Jaro-Winkler Results
(From previous article)
*** Script: ---> aaapppp: 0 = 0.0
*** Script: ---> frog: 92.5 = 0.93
*** Script: ---> fly: 0 = 0.0
*** Script: ---> elephant: 44.166666666666664 = 0.44
*** Script: ---> hippo: 44.166666666666664 = 0.44
*** Script: ---> hippo: 0 = 0.0
*** Script: ---> hello: 88 = 0.88
*** Script: ---> ABC : 92.22222222222223 = 0.93
*** Script: ---> D N H Enterprises: 95.25189786059352 = 0.95
*** Script: ---> My Gym 95.16666666666667 = 0.92
*** Script: ---> PENNSYLVANIA: 91.501554001554 = 0.88
*** Script: ---> Buddy: 66.7055167055167 = 61.67
*** Script: ---> Buddy (flipped): 66.7055167055167 = 61.67
Needleman-Wunsch
I couldn't find a true string-compare JavaScript version of this so again ended up converting a Java program. Needleman is pretty close in structure to Smith with some slight differences in the array search parameters. Again, I message around with the gap, min, and max settings. I found a setting that was close to Smith-Waterman, but it ranked poorly against the Jaro-Winkler results.
*** Script: --->
______________________programcreek
aaapppp: 0.0
frog: 75.0
fly: 75.0
elephant: 78.125
hippo: 78.125
hippo: 78.125
hello: 80.0
ABC : 76.66666666666667
D N H Enterprises: 94.56521739130434
PENNSYLVANIA: 84.61538461538461
Buddy: 84.61538461538461
Buddy (flipped): 84.61538461538461
And there you have it! There were several other possibilities to explore. I will let you pursue that!

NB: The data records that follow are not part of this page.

PR #225, opened 2022-08-04
Add UI handling with batch ensembling disabled

deadlycoconuts:
## Context
If batch ensembling is disabled on the Turing API, any attempts by the UI to display the ensembling jobs page will result in an error being shown. This is because the Turing API does not initialise a `EnsemblingJobController` to handle the ensembling job endpoints when batch ensembling is disabled, leading to a `404` response when the UI tries to send a request to the inexistent`/projects/{project_id}/jobs` endpoint when attempting to display the ensembling jobs page.

In order to gracefully avoid such a scenario, this PR introduces an additional landing view for the ensembling jobs page, displaying the usual `ListEnsemblingJobsView` if batch ensembling is enabled or a placeholder message when batch ensembling is disabled. This prevents the UI from sending requests to the inexistent endpoint and having to manually handle any resultant errors.

Screenshot 2022-08-04 at 7 39 38 PM

To track whether batch ensembling is enabled/disabled, the UI now consumes a new config variable `batchEnsemblingEnabled`. This is either passed through the `.env` file or via the helm chart values.

## Modifications
- `infra/charts/turing/values.yaml` - Addition of `batchEnsemblingEnabled` to `uiConfig.appConfig` in the helm chart values
- `ui/.env` - Addition of the env var `REACT_APP_BATCH_ENSEMBLING_ENABLED` that corresponds to `batchEnsemblingEnabled`
- `ui/src/config.js` - Addtion of config handling for the updated `appConfig`
- `ui/src/jobs/EnsemblingJobsRouter.js` - Replacement of `ListEnsemblingJobsView` with `ListEnsemblingJobsLandingView` to handle the ensembling jobs path
- `ui/src/jobs/list/ListEnsemblingJobsLandingView.js` - Addition of a new component to determine if the original `ListEnsemblingJobsView` or a placeholder message should be shown, depending on whether batch ensembling is enabled
- `ui/src/jobs/list/ListEnsemblingJobsView.js` - Minor refactoring to enable this class to become a child component of the new landing page

### DIFF
--- a/ui/src/jobs/list/ListEnsemblingJobsLandingView.js
+++ b/ui/src/jobs/list/ListEnsemblingJobsLandingView.js
@@ -1,0 +1,32 @@
+import { EuiPage, EuiPanel, EuiSpacer, EuiText } from "@elastic/eui";
+import React from "react";
+import { useConfig } from "../../config";
+import { ListEnsemblingJobsView } from "./ListEnsemblingJobsView";
+
+export const ListEnsemblingJobsLandingView = (props) => {
+  const {
+    appConfig: { batchEnsemblingEnabled },
+  } = useConfig();
+
+  return (
+    <>
+      {batchEnsemblingEnabled ? (
+        <ListEnsemblingJobsView {...props} />
+      ) : (
+        <EuiPage>
+          <EuiPanel>
+            <EuiText>
+              Batch ensembling has not been enabled for this deployment of
+              Turing.
+            </EuiText>
+            <EuiSpacer />
+            <EuiText>
+              To use batch ensembling, please enable it in the configuration
+              file used to deploy the Turing API.
+            </EuiText>
+          </EuiPanel>
+        </EuiPage>
+      )}
+    </>
+  );
+};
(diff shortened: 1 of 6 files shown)


ui/src/jobs/list/ListEnsemblingJobsLandingView.js
```diff
@@ -0,0 +1,32 @@
...
+        <EuiPage>
+          <EuiPanel>
+            <EuiText>
+              Batch ensembling has not been enabled for this deployment of
+              Turing.
+            </EuiText>
+            <EuiSpacer />
+            <EuiText>
+              To use batch ensembling, please enable it in the configuration
+              file used to deploy the Turing API.
```
krithika369, line 25: Nit: Can it be "Turing app" instead of "Turing API" ? It needs to be enabled both on the API and the UI, right? Besides, saying "API" in the UI view feels too technical.

krithika369 (approved):
Left one small comment. Other than that, LGTM.

Down the road, we could think about exposing an endpoint on the API for the UI to retrieve configs such as this, that are controlled by the API (rather than setting the config again on the UI).

ui/src/jobs/list/ListEnsemblingJobsLandingView.js
deadlycoconuts: That's true; I've edited the text to reflect "Turing app" instead as you suggested :)

deadlycoconuts:
Thanks for the comments, I'll be merging this now :)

Java String Compare Libraries: link
My feeling is the Jaro-Winkler is the best for my purposes, and I will be using that in the future until ServiceNow begins exposing the Packages.Java.Lang libraries again to give us the Java libraries for string searches (and other stuff).
Oh, and by-the-way, this is where the infamous Jelly libraries also hide!
Enjoy!
Steven Bell.
If you find this article helps you, don't forget to log in and mark it as "Helpful"!
Originally published on: 09-04-2018 7:54 AM
I updated the code and brought the article into alignment with my new formatting standard.